Last updated:
ID:
135151
Start date:
5 December 2023
Project status:
Current
Principal investigator:
Ms Najiba Toron
Lead institution:
University College London, Great Britain

The World Health Organisation has previously announced a significant piece of research outcome: 13% of the global burden of disease comprises of mental health problems and 25% of the population experiences a minimum of one mental health problem episode during their course. What is even more significant is that, to date, there are no identified bio-markers that can be used for the diagnosis of mental health disorders; and treatment plans don’t work successfully for the majority of patients, and/or cause severe adverse effects.

In the next 5 years, we propose to address the problem of mental health disorder analysis, and aid the implementation of a precision medicine framework which offers personalised treatment choices to increase the success rate of treatment. For that, we plan to make simultaneous use of multiple sources of information: ii) neuroimaging data ii) clinical/behavioural data (e.g. socio-demographics, lifestyle, family history, physical measures, cognitive function, health outcomes).

The first step of our approach would involve the discovery of associations between these different sources of information. For example, we may uncover some specific regions of the brain are highly associated with the joint factors of socio-demographics and family history of mental health diseases. After identifying these patterns, the second step would involve making use of them for the identification of patients at risk. For example, subjects whose data don’t follow the extracted relationship between the brain and socio-demographics & family history, can be flagged as carrying a risk of developing a disorder.

As we expect to extract multiple brain-behaviour associations/relations, patients can be clustered into different categories depending on which associations they are identified as “at risk” at.

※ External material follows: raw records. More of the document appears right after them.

PR #1086, opened 2023-10-17
Gitlab: update multi select instance panel & have multicluster to be false

JonathanWamsley:
- update multi select instance panel. This is needed because only one instance can be selected at once, which makes it awkward when selecting different cluster selectors because you also have to adjust the instance selector to currently.
- multicluster is set to false


rgeyer (approved):
LGTM, good catch!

In other words, we aim to determine different types of risk factors for patients according to multiple aspects of mental health, so as to provide guidelines for specialised treatment.

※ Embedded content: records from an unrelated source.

PR #1087, opened 2023-10-17
Presto Mixin

BominRahmani:
The following PR adds dashboards and alerts for the Presto mixin

The Presto mixin contains the following dashboards:

- Presto overview
- Presto coordinator overview
- Presto worker overview
- Presto logs overview

and the following alerts:

- PrestoHighInsufficientResources
- PrestoHighTaskFailuresWarning
- PrestoHighTaskFailuresCritical
- PrestoHighQueuedTaskCount
- PrestoHighBlockedNodes
- PrestoHighFailedQueriesWarning
- PrestoHighFailedQueriesCritical

## Presto overview
image
image

## Presto coordinator overview
image
image

## Presto worker overview
image
image

## Presto logs overview
image


dpaasman00 (commented):
initial comments along with what we talked about earlier

presto-mixin/dashboards/presto-worker-overview.libsonnet
```diff
@@ -0,0 +1,837 @@
...
+    prometheus.target(
+      'rate(com_facebook_presto_execution_TaskManager_OutputPositions_OneMinute_Count{job=~"$job", presto_cluster=~"$presto_cluster", instance=~"$instance"}[$__rate_interval])',
+      datasource=promDatasource,
+      legendFormat='{{presto_cluster}} - {{instance}}',
+      format='time_series',
+    ),
+  ],
+  type: 'timeseries',
+  title: 'Output positions',
+  description: 'The number of rows (or records) produced by an operation.',
```
dpaasman00, line 262:
```suggestion
  description: 'The rate of rows (or records) produced by an operation.',
```

presto-mixin/dashboards/presto-worker-overview.libsonnet
```diff
@@ -0,0 +1,837 @@
...
+    ),
+    prometheus.target(
+      'com_facebook_presto_execution_executor_TaskExecutor_ProcessorExecutor_PoolSize{job=~"$job", presto_cluster=~"$presto_cluster", instance=~"$instance"}',
+      datasource=promDatasource,
+      legendFormat='{{presto_cluster}} - {{instance}} - process executor',
+    ),
+  ],
+  type: 'timeseries',
+  title: 'Executor pool size',
+  description: 'The pool size of the task notification executor, and process executor.',
```
dpaasman00, line 350:
```suggestion
  description: 'The pool size of the task notification executor and process executor.',
```

presto-mixin/dashboards/presto-worker-overview.libsonnet
```diff
@@ -0,0 +1,837 @@
...
+      sort: 'desc',
+    },
+  },
+};
+
+local memoryPoolPanel = {
+  datasource: promDatasource,
+  targets: [
+    prometheus.target(
+      'sum by (instance, presto_cluster) (com_facebook_presto_memory_MemoryPool_FreeBytes{job=~"$job", presto_cluster=~"$presto_cluster", instance=~"$instance"})',
```
dpaasman00, line 420: do these queries need to be changed? What's the point of filtering on `instance` and `presto_cluster` if we're summing by them?

presto-mixin/dashboards/presto-worker-overview.libsonnet
```diff
@@ -0,0 +1,837 @@
...
+          ),
+          template.new(
+            'presto_cluster',
+            promDatasource,
+            'label_values(com_facebook_presto_failureDetector_HeartbeatFailureDetector_ActiveCount{job=~"$job"},presto_cluster)',
+            label='Presto cluster',
+            refresh=2,
+            includeAll=true,
+            multi=true,
+            allValues='.*',
```
dpaasman00, line 806: do you know the difference between setting this as `.*` vs `.+`?

dpaasman00 (commented):
End of first pass - some nits

presto-mixin/dashboards/presto-worker-overview.libsonnet
```diff
@@ -0,0 +1,837 @@
...
+      thresholds: {
+        mode: 'absolute',
+        steps: [
+          {
+            color: 'green',
+            value: null,
+          },
+        ],
+      },
+      unit: 'cps',
```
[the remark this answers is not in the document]
BominRahmani: yes, I can change it to Ops/s as discussed.

presto-mixin/dashboards/presto-coordinator-overview.libsonnet
```diff
@@ -0,0 +1,1218 @@
...
+  datasource: promDatasource,
+  targets: [
+    prometheus.target(
+      'com_facebook_presto_execution_QueryManager_CompletedQueries_OneMinute_Count{job=~"$job", presto_cluster=~"$presto_cluster", instance=~"$instance"}',
+      datasource=promDatasource,
+      legendFormat='{{presto_cluster}} - {{instance}} - completed',
+      format='time_series',
+    ),
+    prometheus.target(
+      'com_facebook_presto_execution_QueryManager_RunningQueries{job=~"$job", presto_cluster=~"$presto_cluster", instance=~"$instance"}',
```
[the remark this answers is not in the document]
BominRahmani: no one_minute for this metric.

presto-mixin/dashboards/presto-worker-overview.libsonnet
BominRahmani: we still need to filter based off instance and presto cluster to keep the results as those chosen by the selector no?

presto-mixin/dashboards/presto-logs-overview.libsonnet
```diff
@@ -0,0 +1,32 @@
...
+        {
+          panels+:
+            {
+              logs+:
+                // presto logs already have timestamp
+                g.panel.logs.options.withShowTime(false),
+            },
+          dashboards+:
+            {
+              logs+: g.dashboard.withLinksMixin($.grafanaDashboards['presto-overview.json'].links)
```
Caleb-Hurshman, line 25: Links aren't showing up right now on the logs dashboard on the cloud.

presto-mixin/dashboards/presto-worker-overview.libsonnet
dpaasman00: yea no you're good, i think i was confusing sum and sum without when i wrote that

presto-mixin/dashboards/presto-overview.libsonnet
```diff
@@ -0,0 +1,943 @@
...
+};
+
+local alertsPanel = {
+  datasource: promDatasource,
+  targets: [],
+  type: 'alertlist',
+  title: 'Alerts',
+  description: 'Reports firing alerts.',
+  options: {
+    alertInstanceLabelFilter: '',
```
Caleb-Hurshman, line 531: Be sure to add your filter here

presto-mixin/dashboards/presto-worker-overview.libsonnet
dpaasman00: feedback I've gotten of late is to have it set to `.+`

BominRahmani: set this as non multi. But previously i had set this to .* because thats what i've been told on a previous integration.

presto-mixin/dashboards/presto-overview.libsonnet
```diff
@@ -0,0 +1,943 @@
...
+      thresholds: {
+        mode: 'absolute',
+        steps: [
+          {
+            color: 'green',
+            value: null,
+          },
+        ],
+      },
+      unit: 'err / s',
```
Caleb-Hurshman, line 506: Is this a custom unit? just wondering about the spacing around the '/'. It seems like it should be `err/s` to fit with other units.

presto-mixin/README.md
```diff
@@ -0,0 +1,129 @@
...
+- PrestoHighInsufficientFailures
+- PrestoHighTaskFailuresWarning
+- PrestoHighTaskFailuresCritical
+- PrestoHighQueuedTaskCount
+- PrestoHighBlockedNodes
+- PrestoHighFailedQueriesWarning
+- PrestoHighFailedQueriesCritical
+
+## Presto overview
+The Presto cluster overview dashboard provides details on integration status/alerts, workers/coordinators, error failures, data throughput, blocked nodes, and distributed bytes.
```
Caleb-Hurshman, line 23: I'd probably stick to just calling this 'Presto overview' as I don't see the 'cluster' being included elsewhere.

Caleb-Hurshman (commented):
A few small comments, looks good overall

presto-mixin/dashboards/presto-logs-overview.libsonnet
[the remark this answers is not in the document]
Caleb-Hurshman: I'm also not seeing these links

BominRahmani: Yea, will need to re import this dashboard so the uid changes from random string to name of dashboard. Code is correct, just need to update shared instance dashboard.

presto-mixin/alerts/alerts.libsonnet
```diff
@@ -0,0 +1,130 @@
...
+              description:
+                (
+                  'The number of task failures on {{$labels.instance}} is {{ printf "%%.0f" $value }} which is above the threshold of %(alertsHighTaskFailuresCritical)s%%s.'
+                ) % $._config,
+            },
+          },
+          {
+            alert: 'PrestoHighQueuedTaskCount',
+            expr: |||
+              increase(com_facebook_presto_execution_QueryManager_QueuedTaskCount[5m]) > %(alertsHighQueuedTaskCount)s
```
dpaasman00, line 61: going as far back as 7 days, no data showing up for this query (no threshold). have you been able to get load on this metric? Looks like a pretty simple query, so either you just haven't been able to get load on it or is there a typo in the metric name?

presto-mixin/alerts/alerts.libsonnet
```diff
@@ -0,0 +1,130 @@
...
+              description:
+                (
+                  'The number of queued tasks on {{$labels.instance}} is {{ printf "%%.0f" $value }} which is greater than the threshold of %(alertsHighQueuedTaskCount)s'
+                ) % $._config,
+            },
+          },
+          {
+            alert: 'PrestoHighBlockedNodes',
+            expr: |||
+              increase(com_facebook_presto_memory_ClusterMemoryPool_BlockedNodes[5m]) > %(alertsHighBlockedNodesCount)s
```
dpaasman00, line 78: this metric has an additional label on it called `name` which had 2 values - "general" and "reserved". Does that label need to be summed out or maybe included in the description?

dpaasman00 (approved):
Tentative approval - couple alerts may or may not need to be reworked, otherwise LGTM

Caleb-Hurshman (approved):
Approved, pending some fixes to alerts that Dakota brought up

gaantunes:
@BominRahmani what is the current scrape interval set for this sample app? I want to make sure the JMX configuration we provide with this integration is optimized for a reasonable amount of time, so the SUO does not loose too much performance from gererating those metrics.

presto-mixin/dashboards/presto-overview.libsonnet
```diff
@@ -0,0 +1,962 @@
...
+      sort: 'desc',
+    },
+  },
+};
+
+local userErrorFailuresOneMinuteRatePanel = {
+  datasource: promDatasource,
+  targets: [
+    prometheus.target(
+      'com_facebook_presto_execution_QueryManager_UserErrorFailures_OneMinute_Rate{job=~"$job", presto_cluster=~"$presto_cluster"}',
```
gaantunes, line 372: Could you give us an update in regards to any difference between results from pre calculate rate against Grafana calculating it?

presto-mixin/dashboards/presto-coordinator-overview.libsonnet
Dasomeone, line 1: For all the panels on this dashboard, can you please remove the `{{presto_cluster}}` from all legends?

presto-mixin/dashboards/presto-coordinator-overview.libsonnet
```diff
@@ -0,0 +1,1343 @@
...
+      fields: '',
+      values: false,
+    },
+    showThresholdLabels: false,
+    showThresholdMarkers: true,
+  },
+  pluginVersion: '10.2.0-62263',
+};
+
+local normalQueryOneMinuteCountPanel = {
```
Dasomeone, line 127: So for this dashboard and the four panels at the top:
1) Can you remove min/max/mean from these panels
2) change to list instead of table
3) change visualisation type to line with 90 deg points (see example)

image

presto-mixin/dashboards/presto-coordinator-overview.libsonnet
```diff
@@ -0,0 +1,1343 @@
...
+      showLegend: true,
+    },
+    tooltip: {
+      mode: 'multi',
+      sort: 'desc',
+    },
+  },
+};
+
+local cpuInputThroughputOneMinuteCountPanel = {
```
Dasomeone, line 674: From this panel and all the remaining below, we should again remove `{{presto_cluster}}` from the legend, and also make the legends lists that are bottom aligned, as there's no table values that we care to display, and the chance of multiple instances causing a multi-line break is quite low.

presto-mixin/dashboards/presto-coordinator-overview.libsonnet
```diff
@@ -0,0 +1,1343 @@
...
+
+local dashboardUid = 'presto-coordinator-overview';
+
+local promDatasourceName = 'prometheus_datasource';
+
+local promDatasource = {
+  uid: '${%s}' % promDatasourceName,
+};
+
+local nonheapMemoryUsagePanel = {
```
Dasomeone, line 15: For all the gauges can you please verify the thresholds are set appropriately? Currently they're all using the panel defaults for yellow and red at 70% and 80% respectively

presto-mixin/dashboards/presto-coordinator-overview.libsonnet
Dasomeone, line 1: Another big general comment that encompasses multiple panels:
we'd like to see the gauges increased in size, the error rate moved up and styled accordingly to this picture, and the bar charts changed to line charts as seen and described in another comment

image

presto-mixin/dashboards/presto-coordinator-overview.libsonnet
```diff
@@ -0,0 +1,1343 @@
...
+      showLegend: true,
+    },
+    tooltip: {
+      mode: 'multi',
+      sort: 'desc',
+    },
+  },
+};
+
+local memoryPoolPanel = {
```
Dasomeone, line 752: This panel is identical to the worker dashboard panel, so we'd prefer it's only shown there as there's nothing specific to it being on the coordinator overview

presto-mixin/dashboards/presto-coordinator-overview.libsonnet
```diff
@@ -0,0 +1,1343 @@
...
+      sort: 'desc',
+    },
+  },
+};
+
+local cpuInputThroughputOneMinuteCountPanel = {
+  datasource: promDatasource,
+  targets: [
+    prometheus.target(
+      'com_facebook_presto_execution_QueryManager_CpuInputByteRate_OneMinute_Total{job=~"$job", presto_cluster=~"$presto_cluster", instance=~"$instance"}',
```
Dasomeone, line 678: This is a rate metric and should as such probably use the throughput byte unit, rather than static byte unit

gaantunes:
Could you please spin up a cluster where the coordinator and worker nodes are running on different instances? This would simulated a more realistic environment.

presto-mixin/dashboards/presto-coordinator-overview.libsonnet
```diff
@@ -0,0 +1,1343 @@
...
+      thresholds: {
+        mode: 'absolute',
+        steps: [
+          {
+            color: 'green',
+            value: null,
+          },
+        ],
+      },
+      unit: '/ sec',
```
Dasomeone, line 656: This panel, description, and units are really difficult to understand. Can you please update the description and use a more appropriate rate unit for this?

presto-mixin/dashboards/presto-worker-overview.libsonnet
```diff
@@ -0,0 +1,957 @@
...
+
+local nonheapMemoryUsagePanel = {
+  datasource: promDatasource,
+  targets: [
+    prometheus.target(
+      'java_lang_Memory_NonHeapMemoryUsage_used{job=~"$job", presto_cluster=~"$presto_cluster", instance=~"$instance"} / clamp_min((java_lang_Memory_NonHeapMemoryUsage_used{job=~"$job", presto_cluster=~"$presto_cluster", instance=~"$instance"} + java_lang_Memory_NonHeapMemoryUsage_committed{job=~"$job", presto_cluster=~"$presto_cluster", instance=~"$instance"}),1)',
+      datasource=promDatasource,
+    ),
+  ],
+  type: 'gauge',
```
Dasomeone, line 23: Same comments as on other dashboards, gauges take up too much space and should have adjusted non-default thresholds

presto-mixin/dashboards/presto-worker-overview.libsonnet
Dasomeone, line 1: Couple big changes suggested here, and we've saved the dashboard on the shared instance so you can view them.

Tl;dr:
- Combined failed/completed tasks in one panel with separate axis and specific colour coding
- Combined rows 1 and 2 into a single row and changed the height to match
- Removed `{{presto_cluster}}` from legends (and needs to be done throughout, only top two rows one as an example
- Adjust legends to be bottom lists, as this is a drilldown dashboard and we don't mind those running into multiple lines if people don't drill down

image

presto-mixin/dashboards/presto-worker-overview.libsonnet
```diff
@@ -0,0 +1,957 @@
...
+      showLegend: true,
+    },
+    tooltip: {
+      mode: 'multi',
+      sort: 'desc',
+    },
+  },
+};
+
+local dataThroughputPanel = {
```
Dasomeone, line 609: Can you double check the metric and unit for this? it's using that `TotalCount` metric and it's not obvious if it's correct

presto-mixin/dashboards/presto-worker-overview.libsonnet
```diff
@@ -0,0 +1,957 @@
...
+      showLegend: true,
+    },
+    tooltip: {
+      mode: 'multi',
+      sort: 'desc',
+    },
+  },
+};
+
+local jvmMetricsRow = {
```
gaantunes, line 692: Can you include GC panels for this one as well?

presto-mixin/dashboards/presto-logs-overview.libsonnet
```diff
@@ -0,0 +1,32 @@
+local g = import 'github.com/grafana/grafonnet/gen/grafonnet-latest/main.libsonnet';
+local logsDashboard = import 'github.com/grafana/jsonnet-libs/logs-lib/logs/main.libsonnet';
+{
+  grafanaDashboards+::
+    if $._config.enableLokiLogs then {
+      local prestoLogs =
+        logsDashboard.new(
+          'Presto logs overview',
+          datasourceName='loki_datasource',
+          datasourceRegex='',
```
Dasomeone, line 10: Missing the datasource regex needed. Currently defaults to `alert-state-history`

presto-mixin/README.md
```diff
@@ -0,0 +1,129 @@
...
+
+## Presto coordinator overview
+The Presto coordinator overview dashboard provides details on various query counts and rates, query execution time, CPU time consumed, CPU input throughput, error failures, JVM metrics, and memory pool information.
+![First screenshot of the Presto coordinator overview dashboard](https://storage.googleapis.com/grafanalabs-integration-assets/presto/screenshots/presto_coordinator_overview_1.png)
+![Second screenshot of the Presto coordinator overview dashboard](https://storage.googleapis.com/grafanalabs-integration-assets/presto/screenshots/presto_coordinator_overview_2.png)
+
+## Presto worker overview
+The Presto worker overview dashboard provides details on various task rates, pool sizes, output positions, data throughput, JVM metrics, and memory pool information
+![First screenshot of the Presto coordinator overview dashboard](https://storage.googleapis.com/grafanalabs-integration-assets/presto/screenshots/presto_worker_overview_1.png)
+![Second screenshot of the Presto coordinator overview dashboard](https://storage.googleapis.com/grafanalabs-integration-assets/presto/screenshots/presto_worker_overview_2.png)
```
Dasomeone, line 35: Screenshot URLs 404 since these have not yet been uploaded. Let's remove that until we're 100% on the number of screenshots and naming, just to prevent accidents

presto-mixin/dashboards/presto-overview.libsonnet
Dasomeone, line 1: All legends should include k8s cluster label

presto-mixin/dashboards/presto-coordinator-overview.libsonnet
Dasomeone, line 1: Can you rename this to `Presto coordinator`. No need to call it an overview

presto-mixin/dashboards/presto-overview.libsonnet
BominRahmani: Yea, it seems they are about the same. Using rate from Grafana combined with totalCount metric shows this
image
where the first two peaks are 2.22, Keeping in mind this uses rate_interval.
Using the precalculated rate shows this
image
excluding the first peak that started  at 14:25, the next two peaks are 6.43 and 3.65 respectively, the sum of these two would be 10.08, divide it by four since rate interval of the first is 4x the one minute, the answer is around 2.52. which is close to the peaks of the 2.22 each. I suspect the variance comes from the reference of when the calculations start. I also noticed Data dogs using the One_Minute version of the metrics, which i assume is to save on the calculations.

presto-mixin/dashboards/presto-overview.libsonnet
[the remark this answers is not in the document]
BominRahmani: Wanted to give it a single pass before I added all the k8's cluster stuff. Sorry should have communicated that better. (adding in the matchers and stuff is a bit of a pain especially if panels need to be taken out/added in!)
All of those have been added in as of now and the Cloud environment has the k8 option enabled even though there is no cluster currently, for observation purposes.)

presto-mixin/dashboards/presto-overview.libsonnet
```diff
@@ -0,0 +1,962 @@
...
+  targets: [
+    prometheus.target(
+      'com_facebook_presto_metadata_DiscoveryNodeManager_ActiveResourceManagerCount{job=~"$job", presto_cluster=~"$presto_cluster"}',
+      datasource=promDatasource,
+      legendFormat='{{presto_cluster}}',
+      format='time_series',
+    ),
+  ],
+  type: 'stat',
+  title: 'Active resource managers',
```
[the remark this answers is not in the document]
BominRahmani: I'm not sure it would make sense in this context. The amount of resource managers is completely dependent on the type of presto environment, the thresholds of red/green wouldn't really hold too well. In the case of the coordinator, i can see having 0 as being red and anything over being green, but then that as a gauge seems out of place with the resource manager being a stat. The same can be done for workers with 0 for red and green for anything over, but then again, it seems overkill and out of place as a gauge. Feel free to push back on this, but how about this: i keep these as stat panels and add colors to number on the stat depending on what it is.

presto-mixin/dashboards/presto-overview.libsonnet
```diff
@@ -0,0 +1,962 @@
...
+      showLegend: true,
+    },
+    tooltip: {
+      mode: 'multi',
+      sort: 'desc',
+    },
+  },
+};
+
+local alertsPanel = {
```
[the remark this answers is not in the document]
BominRahmani: Yea I can definitely move this up! Alerts have been added and verified (I can change the parameters to purposely make it fire for the sake of this mixin review if you'd like), the thing is the alerts only show when firing when you add a instance label filter. I asked vitaly about this during the last integration since the alerts show up even when normal/pending if you choose a datasource folder and no filter selector, but he told me that adding in the that instance label filter makes it so these arent used anymore 
image

presto-mixin/dashboards/presto-overview.libsonnet
```diff
@@ -0,0 +1,962 @@
...
+      showLegend: true,
+    },
+    tooltip: {
+      mode: 'multi',
+      sort: 'desc',
+    },
+  },
+};
+
+local dataThroughputPanel = {
```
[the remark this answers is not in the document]
BominRahmani: 1. New title, what do you think: "Input/Output data size - one minute rate"
2. That is weird, I think this is a one off when metrics were reported maybe due to a very small query being run in that time range? When i look at this graph i see a y axis with the below values during the time period of 
image
image
3. It showed the total bytes, but i had applied the rate function to it, I found that there is actually an innate metric that will do this for me called `com_facebook_presto_execution_TaskManager_OutputDataSize_OneMinute_Rate`, So i have chosen to replace the totalcount with a rate function to this.

presto-mixin/dashboards/presto-coordinator-overview.libsonnet
BominRahmani: Yea these should be good. Generally from what i've seen, anywhere from 0-70% could be considered safe on heap/non-heap, with 80-90% considered warning levels, and above being bad!

presto-mixin/dashboards/presto-coordinator-overview.libsonnet
BominRahmani: I altered this panel a bit to make it more clear.
1. Clarified on the description
2. Changed the query from a OneMinute_Rate -> OneMinute_Count. Since the metric itself originally returns seconds, a rate on top of that would make it sec/sec or / sec which can be a bit confusing. By changing this into the OneMinute_Count i can just keep a flat sec as the unit while making the panel overall make a bit more sense.
Let me know what you think

presto-mixin/dashboards/presto-worker-overview.libsonnet
BominRahmani: @gaantunes Of course! Also this new design looks really cool! @Dasomeone. I'll get a similar look implemented for the Coordinator dashboard.

presto-mixin/dashboards/presto-worker-overview.libsonnet
BominRahmani: 👍 Changed the metric to be using OneMinute_Rate, units should be good. Also changed graph type to line with 90 degrees since.

presto-mixin/dashboards/presto-logs-overview.libsonnet
BominRahmani: image
I was going to add that, but I had noticed that Vitaly commented this on another integration thats in progress.

presto-mixin/dashboards/presto-overview.libsonnet
gaantunes: Cool that's good, let's move forward with the pre calculated metrics.

presto-mixin/dashboards/presto-overview.libsonnet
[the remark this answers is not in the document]
Dasomeone: Yep that makes sense, thanks for explaining!
Let's stick to coloured stat panels then, though I might still suggest dropping the graph background

presto-mixin/dashboards/presto-overview.libsonnet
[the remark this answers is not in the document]
Dasomeone: If you could set it to fire and add a screenshot here of it working that'd be grand! 😄

presto-mixin/dashboards/presto-overview.libsonnet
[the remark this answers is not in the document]
Dasomeone: 1) I think I'd phrase it more along the lines of "Data processing throughput" or similar? More descriptive of what's happening. No need to mention input/output either I think, as that's in the legend. Big fan of including the "one minute rate" description through!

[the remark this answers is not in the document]
Dasomeone: 2) That's still weird in your screenshot, because that unit is in milliBytes/s, as in 1000th of a Byte/s 😅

While implementing our approach, in addition to the established traditional machine learning methods, we aim to utilise state-of-the-art deep learning (DL) algorithms. The comprehensive data collected from an extensive number of participants in the UK Biobank data set will therefore provide a means to accomplish our goal of implementing intelligent, novel and innovative DL approaches, which is not possible using smaller sized data sets in the field.

The practical outcomes of our inter-disciplinary research is anticipated to highly benefit the neuroscience and psychiatry communities, while the theoretical novelties would contribute to the computer science and machine learning fields.